After this transaction, she beneficially owns 87,118 shares of Intellia common stock, including 1,264 shares acquired under the company’s 2016 Employee Stock Purchase Plan on December 31, 2025.
Intellia Therapeutics EVP and CFO Edward J. Dulac III reported an automatic sale of company stock. On January 5, 2026, he sold 6,379 shares of Intellia Therapeutics common stock at a price of $9.21 per share. According to the disclosure, this was a mandatory “sell-to-cover” transaction to satisfy tax withholding obligations tied to restricted stock units that vested on January 1, 2026, and it is described as not being a voluntary trade by the executive. After this transaction, he beneficially owns 99,683 shares of Intellia Therapeutics common stock directly.
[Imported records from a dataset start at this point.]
PR #780, opened 2018-09-26
Add config to enable/disable sourcemaps for styles

### LINKED ISSUE #447: CSS Sourcemaps activation in dev mode (1.x)
### Problem

It would be useful to be able to activate CSS/SCSS sourcemaps in dev mode.

If I go and edit directly *webpack.dev.conf.js* inside the node_modules the sourcemaps are working fine, but this is only a temporary solution.

If I understand correctly in #394 there is mention that by adding a config object inside _slate.config.js_ it should override the config inside _node_modules_, but it doesn't seem to work :

### Code inside _slate.config.js_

Intellia Therapeutics VP and Chief Accounting Officer Michael P. Dube reported a small insider stock sale linked to tax withholding. On January 5, 2026, he sold 2,989 shares of Intellia common stock at $9.21 per share, leaving him with 52,277 shares held directly after the transaction.
According to the footnote, this was a mandatory “sell-to-cover” transaction carried out to satisfy his tax withholding obligations arising from the vesting of restricted stock units (RSUs) on January 1, 2026. The disclosure states that this sale does not represent a voluntary trading decision by the reporting officer but an automatic sale tied to equity award taxation.
Intellia Therapeutics' President and CEO, who is also a director, reported stock option exercises and related share sales in company stock. On 12/11/2025, the reporting person exercised options to acquire 49,959 shares of common stock at an exercise price of $ 6.83 and sold 49,959, 32,832 and 5,355 shares in separate transactions with weighted average prices of $ 9.49, $ 9.47 and $ 9.59, respectively.
On 12/12/2025, additional options for 8,557 shares were exercised at $ 6.83. These option awards were granted under the company’s 2015 Stock Option and Incentive Plan and had vested in full as of 12/11/2025. The filing notes that the sales occurred automatically under a Rule 10b5‑1 trading plan adopted on 09/11/2025. Following these transactions, the reporting person beneficially owns 1,047,485 shares directly and 58,415 shares indirectly through the John M. Leonard 2015 Irrevocable Trust.
Intellia Therapeutics (NTLA) reported new clinical updates across two in vivo CRISPR programs. For hereditary angioedema, a pooled Phase 1/2 analysis of 32 patients receiving a one-time 50 mg dose of lonvoguran ziclumeran (lonvo-z) showed a mean 89% reduction in plasma kallikrein at month 24. 31 of 32 patients (97%) were attack-free and off long-term prophylaxis as of the August 29, 2025 cut-off, with a safety profile described as well tolerated up to three years of follow-up. The global Phase 3 HAELO trial completed enrollment in September 2025, with topline data expected by mid-2026.
For transthyretin amyloidosis with cardiomyopathy, the Phase 1 trial of nexiguran ziclumeran (nex-z) enrolled 36 patients and showed sustained serum TTR reduction; among nine patients at 36 months, the mean reduction was 87%. At 24 months, stability or improvement was seen in 70% (NT-proBNP), 85% (hs‑Troponin T), and 69% (6MWT), with 81% stable or improved NYHA class. A matched-cohort mortality analysis reported HR 0.27 (p=0.009). The FDA placed a clinical hold on the Phase 3 MAGNITUDE and MAGNITUDE‑2 trials on October 29, 2025.